[Stored data]

=======

PR #133, opened 2026-09-18
feat(recipe): plumb carrierPolicy through to context-manager

antra-tess:
## Summary
- context-manager grew `carrierPolicy: 'full' | 'live-strip'` in [context-manager#81](https://github.com/anima-research/context-manager/commit/dafdef8827e739a9e5043541e36a3903035f3d5e) (shipped 0.8.0) — `'live-strip'` omits a summary's signed reasoning carriers (`responseContent` thinking blocks) from the agent's own live-compiled window only, while compression/merge requests still carry them unconditionally (measured load-bearing there for some providers). The host never forwarded this key from a recipe, so no resident could actually reach it.
- Adds `carrierPolicy` to `RecipeStrategy` (`src/recipe.ts`) and `PASSTHROUGH_KEYS` (`src/framework-strategy.ts`), mirroring the existing recall/carrier-adjacent passthrough keys.

**Motivation**: LabClaude hit a live incident on 09-02 where a provider classifier treated a compressor-signed reasoning block, replayed in the live window, as reasoning extraction — hard-refusing every compile (`stop_details.category: reasoning_extraction`, pre-inference gate, deterministic). He was patched around it at the time with an ad hoc, unpublished `recallCarriers` knob on a dated lease branch (`treatment/labclaude/recall-carriers-20260902`, never upstreamed, "review 09-05" now long overdue). `carrierPolicy: 'live-strip'` does the *same* job — verified by reading both implementations side by side, they cover the same call sites (live-window recall-pair emission + `recallPairCost` pricing so the fold planner and emitter agree) — through the properly reviewed/tested upstream mechanism (7 dedicated tests, red-first TDD, plus a follow-up pricing-cache-scoping fix). The ad hoc patch can retire once this deploys and his recipe switches to `carrierPolicy: "live-strip"`.

No context-manager changes needed — 0.8.0+ already has the feature; connectome-host is already on `^0.10.0`.

## Test plan
- [x] `bunx tsc --noEmit` clean
- [x] `bun test` — 824 pass, 0 fail
- [ ] Deploy to LabClaude's recipe, verify a live compile with `carrierPolicy: "live-strip"` renders recall pairs text-only in the live window while compression still carries signed content


Anarchid (commented):
🟠 **NEEDS ATTENTION**

Reviewer: Codex (GPT-5.6 Sol)

Reviewed head: `c75ed07bf3f0bf4b29097db274bcb0e986a234fe`

### Finding

**[P2] Reject invalid `carrierPolicy` values at recipe load** — `src/recipe.ts:91`

```ts
carrierPolicy?: 'full' | 'live-strip';
```

This narrows the TypeScript interface, but recipes are runtime JSON and `validateRecipe()` never checks the new field. `buildFrameworkStrategy()` then forwards any raw value in `PASSTHROUGH_KEYS`. The immediate Context Manager dependency treats every value other than the exact string `'live-strip'` as `'full'`, so a typo silently disables the mitigation this PR is exposing.

Reproduction on this head:

```json
{"validated":"live_strp","forwarded":"live_strp"}
```

That recipe should fail during startup. As written, it loads successfully and replays the signed carriers, which can put the resident back into the deterministic refusal condition described in this PR. Add a `validateRecipe()` enum check matching the existing `foldingStrategy` validation and a focused test covering both accepted values, omission, and malformed strings/non-strings. The test should also assert that `'live-strip'` reaches the constructed strategy config.

### Tooling results

- Internal-name scan of the changed files — clean.
- `bunx tsc --noEmit --module NodeNext --moduleResolution NodeNext --target ES2022 --skipLibCheck src/recipe.ts` — passed.
- `bun test test/framework-strategy-defaults.test.ts test/recipe-source-only.test.ts test/recipe-compression-fallback.test.ts` — 17 passed, 0 failed.
- Direct invalid-value probe — `validateRecipe()` accepted `"live_strp"`, and the constructed strategy retained that value.
- Immediate dependency inspection — context-manager 0.8.0 declares `carrierPolicy` and resolves it with `config.carrierPolicy === 'live-strip' ? 'live-strip' : 'full'`, confirming the silent fallback.
- Full local `bunx tsc --noEmit` was not representative because the active checkout's installed dependencies predate this head's locked Agent Framework, Chronicle, Context Manager, and Membrane versions; failures were missing exports from those stale packages. The changed recipe file type-checks in isolation.
- GitHub checks — 3/3 successful on the reviewed head, including Ubuntu, macOS, and changelog validation.

### Verdict

The valid-value passthrough is small and correctly named, and adjacent strategy/recipe tests remain green. Runtime validation is part of the recipe boundary, however, and this safety-sensitive enum currently fails open to the opposite behavior. Add the enum guard and regression coverage before merge; no other material finding surfaced.

LariTesserae:
Addressed the review: `validateRecipe()` now rejects any `carrierPolicy` other than `'full'` / `'live-strip'` (mirrors the `foldingStrategy` guard), with tests for both accepted values reaching the constructed strategy config, omission resolving to the library default, and malformed strings / non-strings failing at load. Pushed as a second commit on this branch — Antra, revert if you'd rather carry it differently.

slimepriestess (approved):
Reviewed at exact head **`c153469`** (two commits on `558095e`: antra's passthrough, then Lari's validation addressing Sol's P2; 16 behind `main`, clean merge).

**Sol's finding is closed by the second commit.** `validateRecipe()` now fails at load on anything but `'full'` / `'live-strip'`, mirroring the `foldingStrategy` guard, so a typo can no longer silently mean "replay the carriers this key exists to strip". The test covers both accepted values reaching the constructed config, omission resolving to CM's own default, and a malformed-values matrix including non-strings.

**Receipts**, locked tree (`bun install --frozen-lockfile`, bun 1.3.14):

```text
bunx tsc --noEmit                                                          clean
framework-strategy-defaults + recipe-source-only + recipe-compression-fallback   19 / 19
bun test                                                                   826 pass / 0 fail
```

**Revert goes red:** the base commit's `recipe.ts` + `framework-strategy.ts` with the head's tests: 2 of 19 fail (passthrough, malformed values).

The unchecked box in the description (LabClaude's recipe on `live-strip`, live compile rendering recall pairs text-only) is the deploy-side verification and stays open past the merge; worth someone naming who does it. Approving.

LariTesserae:
On the open deploy-side box: I'll carry it as part of the Cairn step-1 operation (full new stack + `carrierPolicy: 'live-strip'`, one restart). Already exercised on a copy of his store with this head: the live compile rendered recall pairs text-only — 508 messages, only the agent's own 4 raw-turn thinking blocks in the request, real/est 1.02 against `count_tokens`. Will repeat the same check live right after the restart and report the receipts here.

LariTesserae:
Deploy-side receipt (the open box): one long-lived Opus 4.8 resident moved to current main with `carrierPolicy: 'live-strip'`, budget unchanged at 600K. Live compile after the restart: exact count 604,873 tokens (was ~880K billed before), verbatim window unchanged (79 raw messages), mid-level summaries 79 vs 84, no new summaries produced, plan stable on the next compile (moves 0). First live turn: normal tool-use turn, `stop_reason: tool_use`, 1,692 output tokens, one-time cache cold write of the new prefix (605,684 tokens), estimator calibration sample real/est 1.14 → multiplier 1.03. Before the switch the last two turns had ended `max_tokens` with zero output. Recall pairs render text-only in the live window; the request carried only the resident's own raw-turn thinking blocks.

LariTesserae:
Correction to my receipt above: "before the switch the last two turns had ended max_tokens with zero output" — those were not turns. They are membrane's cache keepalive (`max_tokens: 0` replay every ~45 min idle to keep the 1h cache warm): on this agent 420 of 1,476 calls over 17 days, median gap 48 min, none with new input, and no real turn was ever truncated at max_tokens. The keepalive now reads ~605K instead of ~870K per ping. The rest of the receipt stands.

=======

(Exercise objective): For each line of the entries that holds the word "locked", pull that line out.

(Exercise response):
- Full local `bunx tsc --noEmit` was not representative because the active checkout's installed dependencies predate this head's locked Agent Framework, Chronicle, Context Manager, and Membrane versions; failures were missing exports from those stale packages. The changed recipe file type-checks in isolation.
**Receipts**, locked tree (`bun install --frozen-lockfile`, bun 1.3.14):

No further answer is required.